Preimplatation genetic diagnosis
Pre-implantation genetic diagnosis (PGD or PIGD) is the chromosomal and genetic profiling of embryos prior to implantation , PGD is considered in a similar fashion to prenatal diagnosis. When used to screen for a specific or group of genetic or chromosomal disorders, its main advantage is that it avoids selective pregnancy termination as the method makes it highly likely that the baby will be free of the disease under consideration. PGD thus is an adjunct to assisted reproductive technology, and requires in vitro fertilization (IVF) to obtain oocytes or embryos for evaluation. Cells are generally obtained through blastomere or blastocyst biopsy. The latter technique has proved to be less deleterious for the embryo, therefore it is advisable to perform the biopsy around day 5 or 6 of development.
In humans, implantation is the stage of pregnancy at which the already fertilized egg adheres to the wall of the uterus. At this stage of prenatal development, the conceptus is called a blastocyst. It is by this adhesion that the fetus receives oxygen and nutrients from the mother to be able to grow.
The term preimplantation genetic screening (PGS) refers to the set of techniques for testing whether embryos (obtained through IVF/ICSI) have abnormal chromosomes’ number. In other words, it tests if embryo is aneuploid or not. PGS is also called aneuploidy screening.

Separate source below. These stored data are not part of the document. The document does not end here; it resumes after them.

PR #789, opened 2016-08-24
ssl: handle errors using callbacks not exceptions

bassosimone:
Rather than letting the application die because the CA bundle is
missing, let the connect() attempt fail gracefully.

It occurred to me to think that this was needed when debugging
a crash in netprobe-android with @lorenzoPrimi.


src/libmeasurement_kit/net/ssl-context.cpp
```diff
@@ -42,44 +37,42 @@ void SslContext::init(std::string ca_bundle_path) {
...
-    #endif
+/*static */ ErrorOr<Var<SslContext>> SslContext::make(std::string path) {
+    static Var<SslContext> singleton;
+    // We basically cache the last created context and we reuse it if the path
+    // has not been changed, otherwise we create a new context
+    if (!singleton or singleton->ca_bundle_path != path) {
+        singleton.reset(new SslContext);
+        Error err = singleton->init(path);
+        if (err) {
+            singleton.reset(); // Basically: "this is Sparta!"
```
AntonioLangiu: lol

PR #795, opened 2016-08-26
Feature/android.mk

bassosimone:


bassosimone:
Closing because a better approach is implemented in measurement-kit/measurement-kit-android#16

PR #797, opened 2016-08-27
Teach acinclude.m4 to use brew's OpenSSL

bassosimone:


bassosimone:
cc: @AntonioLangiu and @hellais &mdash; from now on you should not pass the annoying flag to point to the brew's version of OpenSSL anymore :-)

The PGD allows studying the DNA of embryos to select those that carry certain mutations for genetic diseases. It is useful when there are previous chromosomal or genetic disorders in the family and within the context of in vitro fertilization programs.
Indication and applications
PGD can potentially be used to select embryos to be without a genetic disorder, to have increased chances of successful pregnancy.
PGD is available for a large number of monogenic disorders—that is, disorders due to a single gene only (autosomal recessive, autosomal dominant or X-linked)—or of chromosomal structural aberrations (such as a balanced translocation). PGD helps these couples identify embryos carrying a genetic disease or a chromosome abnormality, thus avoiding diseased offspring. The most frequently diagnosed autosomal recessive disorders are cystic fibrosis, Beta-thalassemia, sickle cell disease and spinal muscular atrophy type 1. The most common dominant diseases are myotonic dystrophy, Huntington’s disease and Charcot–Marie–Tooth disease; and in the case of the X-linked diseases, most of the cycles are performed for fragile X syndrome, haemophilia A and Duchenne muscular dystrophy. In addition, there are infertile couples who carry an inherited condition and who opt for PGD as it can be easily combined with their IVF treatment.
Preimplantation genetic profiling (PGP) has been suggested as a method to determine embryo quality in in vitro fertilization, in order to select an embryo that appears to have the greatest chances for successful pregnancy. However, as the results of PGP rely on the assessment of a single cell, PGP has inherent limitations as the tested cell may not be representative of the embryo because of mosaicism.